“So, at the crossroad of the Republican pathway back to power, there are plenty of known unknowns.
Would possible presidential candidates like Senator Tom Cotton (R-Ark.), Florida’s Governor Ron DeSantis, former Ambassador to the UN Nikki Haley, former Vice President Mike Pence, or former Secretary of State Mike Pompeo advance the MAGA agenda, but without the fireworks and distractions?
Or would they prove similar to a once impressive Wisconsin Governor Scott Walker—who nonetheless fizzled on the 2016 campaign stage?
Or would a battle-scarred and wizened veteran Trump now outsmart rather than merely outrage his enemies by picking his targets more carefully?

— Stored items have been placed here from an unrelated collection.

Issue #362, opened 2022-09-22
Raster Plot for spiking activity


ackurth-nc:
**Lava version:**

- [ ] **0.5.0** (feature release)
- [ ] **0.4.1** (bug fixes)
- [x] **0.4.0** (current version)
- [ ] **0.3.0**
- [ ] **0.1.2**

**I'm submitting a ...** 

- [ ] bug report
- [x] feature request
- [ ] documentation request

**Feature request:**
Function to plot spiking activity of raster plot akin to one implemented in #309

PR #623, opened 2023-02-14
Integrate raster plot

ssgier:
Issue Number: #362

Objective of pull request: Integrate raster plot

## Pull request checklist

## Pull request type

 

 

Please check your PR type:

- [ ] Bugfix
- [x] Feature
- [ ] Build related changes
- [ ] Documentation changes

- Code to generate raster plot inlined in tutorial notebook

## What is the new behavior?

- Code to generate raster plot exposed in a new module: lava.utils.plots

- [ ] Yes
- [x] No

## Supplemental information

- A few tests fail locally, but they do as well on main. I made sure the same subset of tests are failing and that they are unrelated to my change. The last cause is sqlite3.OperationalError: unable to open database file. I am running pytest with Python 3.10.9 under Linux. Is this issue known? If not, perhaps best to discuss separately. I will also take a look into what might be the root cause.
- I did not re-evaluate the notebook to make the review easier. However, I suggest that I rerun it eventually, for consistency.
- The assert pasted in the issue asserts that the stride is less than the number of time steps. But the way I read it, it should be less than the number of neurons. I changed it accordingly. Let me know if I misunderstood this. Also, I replaced the assert with raising a ValueError to placate the linter.
- I am currently not including a unit test because the new method just creates a plot. Let me know if it should still be tested in some way.


src/lava/utils/plots.py
```diff
@@ -0,0 +1,45 @@
+# Copyright (C) 2023 Intel Corporation
+# SPDX-License-Identifier: BSD-3-Clause
+# See: https://spdx.org/licenses/
+
+import numpy as np
+import matplotlib.pyplot as plt
+
+
+def raster_plot(spks, stride=6, fig=None, color='b', alpha=1):
```
mathisrichter, line 9: Please add type annotations here using the `typing` module, for instance
```python
from typing import Optional

def raster_plot(spks: np.ndarray, stride: Optional[int] = 6, ...) -> <ReturnType>:
```

src/lava/utils/plots.py
```diff
@@ -0,0 +1,45 @@
...
+    """Generate raster plot of spiking activity.
+
+    Parameters
+    ----------
+    spks : np.ndarray shape (num_neurons, num_timesteps)
+        Spiking activity of neurons, a spike is indicated by a one
+    stride : int
+        Stride for plotting neurons
+    """
```
mathisrichter, line 18: Please document all available parameters of the function.

src/lava/utils/plots.py
```diff
@@ -0,0 +1,45 @@
...
+import numpy as np
+import matplotlib.pyplot as plt
+
+
+def raster_plot(spks, stride=6, fig=None, color='b', alpha=1):
+    """Generate raster plot of spiking activity.
+
+    Parameters
+    ----------
+    spks : np.ndarray shape (num_neurons, num_timesteps)
```
mathisrichter, line 14: Could we rename `spks` to `spikes`?

mathisrichter, line 14: Could you please remove everything after `np.ndarray` here. Instead, please incorporate a full but concise description of the expected format of the `spikes` parameter in the description (next line).

src/lava/utils/plots.py
```diff
@@ -0,0 +1,45 @@
...
+        Spiking activity of neurons, a spike is indicated by a one
+    stride : int
+        Stride for plotting neurons
+    """
+    num_neurons = spks.shape[0]
+    num_time_steps = spks.shape[1]
```
mathisrichter, line 20: Please add input validation here, where users receive meaningful error messages when `spikes` is specified in the wrong format.

Similarly, please add input validation for the remaining parameters.

I suggest writing unit tests for these cases that check whether the exceptions are raised in exactly the right circumstances.

src/lava/utils/plots.py
```diff
@@ -0,0 +1,45 @@
...
+
+    if stride >= num_neurons:
+        raise ValueError("Stride must be less than the number of neurons")
```
mathisrichter, line 23: This should be unit tested.

src/lava/utils/plots.py
```diff
@@ -0,0 +1,45 @@
...
+    plt.xlabel('Time steps')
+    plt.ylabel('Neurons')
+
+    for i in range(0, num_neurons, stride):
+        spike_times = time_steps[spks[i] == 1]
+        plt.plot(spike_times,
+                 i * np.ones(spike_times.shape),
+                 linestyle=' ',
+                 marker='o',
+                 markersize=1.5,
```
mathisrichter, line 41: It may be nice to expose these parameters to the user as optional parameters to the function.

src/lava/utils/plots.py
```diff
@@ -0,0 +1,45 @@
...
+
+    time_steps = np.arange(0, num_time_steps, 1)
+    if fig is None:
+        fig = plt.figure(figsize=(10, 5))
+
+    plt.xlim(-1, num_time_steps)
+    plt.yticks([])
+
+    plt.xlabel('Time steps')
+    plt.ylabel('Neurons')
```
mathisrichter, line 33: It may be nice to expose these labels to the user as optional parameters to the function.

src/lava/utils/plots.py
```diff
@@ -0,0 +1,45 @@
...
+    """
+    num_neurons = spks.shape[0]
+    num_time_steps = spks.shape[1]
+
+    if stride >= num_neurons:
+        raise ValueError("Stride must be less than the number of neurons")
+
+    time_steps = np.arange(0, num_time_steps, 1)
+    if fig is None:
+        fig = plt.figure(figsize=(10, 5))
```
mathisrichter, line 27: It may be nice to expose the figure size parameters to the user as optional parameters of the function.

mathisrichter (changes requested):
Hi @ssgier 
Thanks for your first contribution to Lava! I'm glad to see that you dug right in and created a PR. This is a good first start; the code that we had pasted in the issue was just meant as a starting point. I believe we could make this more user friendly by exposing more parameters to the user, making the function more flexible. I would also suggest to add input validation to catch errors early and provide meaningful feedback to users when they make a mistake. This should then be unit tested to ensure that the validation works as expected.

mathisrichter:
Regarding your notes:

> A few tests fail locally, but they do as well on main. I made sure the same subset of tests are failing and that they are unrelated to my change. The last cause is sqlite3.OperationalError: unable to open database file. I am running pytest with Python 3.10.9 under Linux. Is this issue known? If not, perhaps best to discuss separately. I will also take a look into what might be the root cause.

I am not aware of this issue. Could you look through the issues in Github to see if this has been filed? If not, please create a separate issue. This could be an environment problem.

> I did not re-evaluate the notebook to make the review easier. However, I suggest that I rerun it eventually, for consistency.

Agreed. Re-evaluate it once you think the notebook iteself no longer needs to be changed.

> The assert pasted in the issue asserts that the stride is less than the number of time steps. But the way I read it, it should be less than the number of neurons. I changed it accordingly. Let me know if I misunderstood this. Also, I replaced the assert with raising a ValueError to placate the linter.

Yes, I believe you are correct. Good catch. :)

> I am currently not including a unit test because the new method just creates a plot. Let me know if it should still be tested in some way.

Best practice is to write tests for every qualitatively different behavior of a piece of code.
Things to test here are, for instance:
- that a figure object is returned with default parameters
- that a meaningful error is raised for all the invalid inputs you are handling (I suggested adding more)
- that no errors are raised when parameters are valid

src/lava/utils/plots.py
ssgier: I added some validation. But there are two kinds that I left out for now:
- Validation of the parameters directly related to matplotlib, since we are merely forwarding them. In this case we might want to rely on the matplotlib-internal validation. Let me know what you think.
- Type checking validation: I saw that there are some cases in this project where this is done and type errors are raised. Is there a convention?

PhilippPlank (approved):

src/lava/utils/plots.py
mathisrichter: I agree with leaving out both types of validation. Type checking is sometimes considered valuable by some but I tend to guide users with type annotations rather than add a lot of validation. That way, they can at least get some warning highlights in the IDE.

tests/lava/utils/test_plots.py
```diff
@@ -0,0 +1,68 @@
...
+# SPDX-License-Identifier: BSD-3-Clause
+# See: https://spdx.org/licenses/
+
+import unittest
+import numpy as np
+import matplotlib.pyplot as plt
+from lava.utils.plots import raster_plot
+
+np.random.seed(0)
+_SPIKES = np.random.randint(2, size=(10, 20))
```
mathisrichter, line 11: You could also set this up like this
```python
class TestInputValidation(unittest.TestCase):
    def setUp(self) -> None:
        """This will be executed to set up every test."""
        self.spikes = np.random.randint(2, size=(10, 20))

    def test_return_figure_on_valid_input(self) -> None:
        fig = raster_plot(self.spikes)
        ...
```

mathisrichter (changes requested):
Looks very nice, @ssgier !
I remember you still wanted to reevaluate the Jupyter notebook? We can merge the PR once that is done.

tests/lava/utils/test_plots.py
ssgier: Thanks for reviewing @mathisrichter! On the above: the main difference I can see would be that ```spikes``` would get a different value for each sub-test. Is there value in this or is this proposed change for improving the code style?

mathisrichter: This was rather a point on code style. This may be personal taste - I prefer such member variables over variables in the module scope.

If you want the same values for each test, you could set the seed in the `setUp` method as well.

mathisrichter (approved):

ssgier:
Following up on the locally failed unit tests: I had a look and there were actually two separate root causes:
1. On my system, the ulimit suggested in the documentation (4096) was not high enough. Pytest opened over 11K files during the run, a lot of them shared memory files.
2. The mnist tutorial test attempted to load a weights file which is stored with Git LFS.

Setting a much higher ulimit and installing Git LFS resolved the issues and made all tests pass. I am not running an officially supported Linux distribution, so I'm not sure if the problems can also arise with the supported OSes.

mathisrichter:
Thanks for following up on that.

The first has been a problem for a while - this is due to a problem with the `multiprocessing` library we are using, I believe. We are working on exchanging that, which will hopefully resolve that issue.

The second could just be missing documentation about having to use Git LFS to get the files. Feel free to add that to the documentation where you think it would be appropriate.

mathisrichter:
You PR is now merged. Thanks again for your work on this! We very much hope you will continue to support Lava with new features and bug fixes soon! :)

Can Trump, like Youngkin, win back suburbanites and independents to achieve a 51 percent majority—something no Republican presidential candidate has achieved in 33 years?
Or could his less carnivorous rivals of the status quo be able to keep the Trump base from sitting out the election as they did in 2008 and 2016?
Would Trump ever be content with becoming the senior statesman basking in the credit of rebooting the Republican Party from a stereotyped wealthy white corporate party into a populist-nationalist movement of the middle class of all races and ethnicities?
Or will Trump redo 2016, bulldoze to the nomination, go for the jugular of the now hard-left Democratic Party, clobbering his way to a 2016-like Electoral College victory—or a defeat that others who copied his agendas might have avoided?”
Victor Davis Hanson, “Trump Nearing the Crossroads,” VDH’s Blade of Perseus, 11/4/2021.